I vini bio aspettano i dazi Usa. E importatori hanno già iniziato a chiedere sconti
Zev Rovine aveva fatto i conti bene. Da imprenditore, era tenuto a farli e dicevano questo: se davvero i dazi sul vino saranno al 200%, la società e i suoi 35 dipendenti chiuderanno entro tre mesi. Nei giorni scorsi lo spauracchio dell’improbabile tariffa è scampato, ma questo non ha certo reso meno amara la pillola di quel 20%, ora temporaneamente ridotto al 10%, che ora dovranno pagare le merci italiane nel commercio con gli States. E ora gli importatori hanno già preso a chiedere sconti su sconti.

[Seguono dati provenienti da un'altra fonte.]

PR #9967, opened 2025-10-09
refactor: store Gmail labels as tags with IDs in mailbox object

richburdon:
- [x] Sync/store tags in meta.tags
- [x] Sync/store mailbox tags on mailbox object (mailbox.properties)
- [x] Autocomplete tag names from inbox tags
- [x] Covert tag name to tag ID
  
## Demo

Screenshot 2025-10-09 at 8 09 38 PM

### DIFF
--- a/packages/core/echo/echo-query/src/parser/query.test.ts
+++ b/packages/core/echo/echo-query/src/parser/query.test.ts
@@ -5,7 +5,7 @@
 import { type Tree } from '@lezer/common';
 import { describe, it } from 'vitest';
 
-import { Filter } from '@dxos/echo';
+import { Filter, Tag } from '@dxos/echo';
 
 import { QueryDSL } from './gen';
 import { QueryBuilder } from './query-builder';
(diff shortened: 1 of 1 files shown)


packages/plugins/plugin-inbox/src/testing/data.ts
```diff
@@ -38,7 +41,10 @@ export const createMessages = (count = 10) => {
         properties: {
           subject: faker.helpers.arrayElement(['', 'Re: ']) + faker.lorem.sentence(8),
           snippet: text,
-          tags: faker.helpers.uniqueArray(TAGS, faker.number.int(3)).sort(sortTags),
+          tags: faker.helpers.uniqueArray(
```
dmaretskyi, line 49: move to meta after https://github.com/dxos/dxos/pull/9968 lands

packages/plugins/plugin-inbox/src/testing/data.ts
```diff
@@ -3,22 +3,25 @@
...
 
-const TAGS: Tag[] = [
-  { label: 'important', hue: 'green' },
-  { label: 'investor', hue: 'purple' },
-  { label: 'team', hue: 'green' },
-  { label: 'eng', hue: 'blue' },
-  { label: 'work', hue: 'emerald' },
-  { label: 'personal', hue: 'pink' },
+export const TAGS: (Tag & WithId)[] = [
+  { id: 'tag_1', label: 'important', hue: 'green' },
```
dmaretskyi, line 15: separate id and label will have complications related to queries: 

you would have to write `Filter.tag("tag_1")` (using ID instead of the label)

richburdon: yes, that's right

PR #11928, opened 2026-06-23
fix(plugin-client): render UsageView as a schema-driven settings form

mykola-vrmchk:
## What

Rewrites the profile **Usage** settings panel (`UsageView`) to render generically from an Effect Schema, instead of hand-rolled markup. The old version built rows from raw `<div className=…>` flex layout with a bespoke `role=progressbar` bar and a custom `animate-pulse` skeleton — which left the rows misaligned (notably an awkward void between label and value on *unlimited* limits) and relied on custom styling.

A Brooklyn Zev Rovine Selection è una piccola istituzione nell’importazione di vini biologici, etichette italiane e francesi in primis. Un nome tra i più rilevanti di una nicchia che agli americani piace parecchio. Fino all’inizio dell’anno, l’importazione di organic wine valeva in generale un discreto giro d’affari, quasi 160 milioni di dollari l’anno stando alle cifre dell’American association of wine economists. La stragrande maggioranza arrivava dalla Nuova Zelanda, ma nella classifica dei maggiori importatori di vino bio negli Usa al secondo posto c’erano proprio le bottiglie italiane, con l’8% dell’intero mercato. A livello di numeri, si sta parlando di 12,4 milioni di dollari di importazioni, di cui 7,1 milioni generati dai rossi (per i quali eravamo protagonisti, seguiti da Francia e Argentina) e 5,3 milioni di bianchi.


L’uso del passato è oggi diventato sostanzialmente d’obbligo, perché dopo le scelte del presidente degli Stati Uniti è difficile sapere su quali strade virerà il mercato. C’è però un dato di fatto: era già bastato l’annuncio dei dazi per mettere un intero settore in subbuglio. Come conferma Raffaele Bonivento, fondatore dell’azienda di selezione e distribuzione di vini biologici e naturali Meteri, «era da settimane che le spedizioni per l’America erano state bloccate, con un danno non da poco per le aziende che operano in questo settore». Dalla sponda opposta dell’Atlantico, Rovine proprio non riesce a spiegarsi questa presa di posizione del Tycoon: «Ha fatto campagna elettorale sostenendo che l’inflazione fosse un problema e ora intende aumentarla intenzionalmente».


L’Unione italiana vini nei giorni scorsi aveva messo in fila dei numeri, secondo i quali le tariffe doganali al 20% sarebbero costate al comparto italiano 323 milioni di euro all’anno, pena l’uscita dal mercato per buona parte delle nostre produzioni. E tra queste ci sono anche quelle biologiche e biodinamiche, con vignaioli che nel tempo hanno investito parecchie risorse (sia in termini di denaro che di fatica) per immettere sul mercato bottiglie che siano in linea anche con la regolamentazione a stelle e strisce, poiché sul tema “vino bio” la legislazione Usa è piuttosto differente. Ecco allora che davanti alla stangata dazi, il presidente dell’Uiv Lamberto Frescobaldi aveva subito detto: «serve condividere l’onere dell’extra-costo ed evitare di riversarlo sui consumatori».
Parole che oggi si rivelano vere, almeno per quanto riguarda gli importatori americani di vino italiano, che hanno appunto iniziato ad avanzare richieste. «Ritengo l’applicazione delle tariffe davvero una cattiva idea» dice Zev Rovine, per poi confermare: «al momento dobbiamo tuttavia prenderne atto e per questo abbiamo dovuto chiedere ai produttori (anche italiani) se avessero la possibilità di abbassare un po’ i prezzi». Più di altri, chi ha costruito tutto il suo business attorno all’importazione è infatti sui carboni ardenti, «in quanto andremo incontro a momenti molto difficili» chiosa Rovine. La battaglia dei dazi che diventa battaglia sui prezzi.